Date of Award

Fall 2021

Publication Type

Thesis

Degree Name

M.Sc.

Department

Computer Science

Keywords

Cancer subtype classification, Convolutional neural networks, Precision medicine, RNA Seq

Supervisor

J. Chen

Supervisor

A. Biniaz

Rights

info:eu-repo/semantics/openAccess

Creative Commons License

Creative Commons Attribution 4.0 International License
This work is licensed under a Creative Commons Attribution 4.0 International License.

Abstract

The introduction of genetic testing has profoundly enhanced the prospects of early detection of diseases and techniques to suggest precision medicines. The subtyping of critical diseases has proven to be an essential part of the development of individualized therapies and has led to deeper insights into the heterogeneity of the disease. Studies suggest that variants in particular genes have significant effects on certain types of immune system cells and are also involved in the risk of certain critical illnesses like cancer. By analyzing the genetic sequence of a patient, disease types and subtypes can be predicted. Recent research work has shown that the CNN's prediction quality within this context using gene intensity features could be improved when the input is structured into 2D images.

Constructed from chromosome locations or from transformations involving kPCA, t-SNE, etc., these two-dimensional images express certain types of relationships among the intensity features. While this approach extends the success of convolutional neural networks to non-image data, getting a precise mapping of features on the images to reflect the relationship among the features is hard, if not impossible. To this end, we propose an enhancement to the approach by providing the CNN training procedure with not only the samples of the structured image data but also the samples from the unstructured raw gene expression data in its original form. While the former is fed into the convolutional layers in the network, the latter is input only to the fully connected layers of the network. The proposed method is applied to The Cancer Genome Atlas (TCGA) dataset for cancer subtypes with the median values of the expression level of all expressed genes in an RNA sequence.
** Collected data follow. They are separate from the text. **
PR #3489, opened 2022-03-16
MGMTBUGSM-191: Race between agent and clusterDeployment reconciler causes day2 host installation to ignore requested hostname

ori-amizur:
In kube API, in agent controller, there is a function updateIfNeeded
that updates host record in DB.  There are severeal updates in this
function.  The first is to synchronize the approved flag with the spec.

When the clusterDeployment controller attempts to install day2 host, it
checks if it ready and if it is approved.  If the answer answer to both
is yes, then it starts installation.

There might be a situation that agent flag is set to true, but not all
host updates have been performed yet (hostname in our case).  In this
case the install-config will not reflect completely the host data after
update.

The solution is to move the update of te approved flag to be the last
operation in that function (after all the other updates).

- [ ] New Feature 
- [ ] Enhancement 
- [x] Bug fix
- [ ] Tests
- [ ] Documentation
- [ ] CI/CD 

- [ ] Cloud
- [ ] None

## How was this code tested?

- [ ] dev-scripts environment
- [x] No tests needed

## Assignees

/cc @yevgeny-shnaidman 
/cc @flaper87 

## Checklist

## Reviewers Checklist

### DIFF
--- a/internal/controller/controllers/agent_controller.go
+++ b/internal/controller/controllers/agent_controller.go
@@ -1086,18 +1086,6 @@ func (r *AgentReconciler) updateIfNeeded(ctx context.Context, log logrus.FieldLo
 	spec := agent.Spec
 	var err error
 
-	if internalHost.Approved != spec.Approved {
-		err = r.Installer.UpdateHostApprovedInternal(ctx, internalHost.InfraEnvID.String(), agent.Name, spec.Approved)
-		if err != nil {
-			if errors.Is(err, gorm.ErrRecordNotFound) {
-				err = common.NewApiError(http.StatusNotFound, err)
-			}
-			log.WithError(err).Errorf("Failed to approve Agent")
-			return err
-		}
-		log.Infof("Updated Agent Approve %s %s", agent.Name, agent.Namespace)
-	}
-
 	err = r.updateInstallerArgs(ctx, log, internalHost, agent)
 	if err != nil {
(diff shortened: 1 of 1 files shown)


internal/controller/controllers/agent_controller.go
```diff
@@ -1086,18 +1086,6 @@ func (r *AgentReconciler) updateIfNeeded(ctx context.Context, log logrus.FieldLo
 	spec := agent.Spec
 	var err error
 
-	if internalHost.Approved != spec.Approved {
-		err = r.Installer.UpdateHostApprovedInternal(ctx, internalHost.InfraEnvID.String(), agent.Name, spec.Approved)
```
filanov, line 1090: I'm suggesting to return an finish the reconcile after this call. 
This way the reconcile will be short and no races will be done no?

ori-amizur: When should the host update be done ?

ori-amizur: The fix should verify that the approved flag is set not before all other host updates

filanov (approved):

filanov:
@ori-amizur please retitle the PR to bz so we can backport it later

ori-amizur:
/retitle Bug 2064622: Race between agent and clusterDeployment reconciler causes day2 host installation to ignore requested hostname

filanov:
@ori-amizur it was pushed to 2.5 so you don't need to backport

According to the experiments, our proposed approach can improve the classification accuracy by 2.7% when it is applied to the state-of-the-art method with 2D CNN architecture trained using images that are constructed based on chromosome locations of the genes. When built on top of the method with 2D CNN architecture trained using images that are constructed with transformation process involving t-SNE, classification accuracy is enhanced by 4.7%. For the implementation of the proposed approach on the 1D CNN model using the data structured using covariance between the features, the classification accuracy is improved by 1% and an increase of 3% is observed when the approach is implemented over the model trained using 1D CNN with data ordered based on chromosome locations.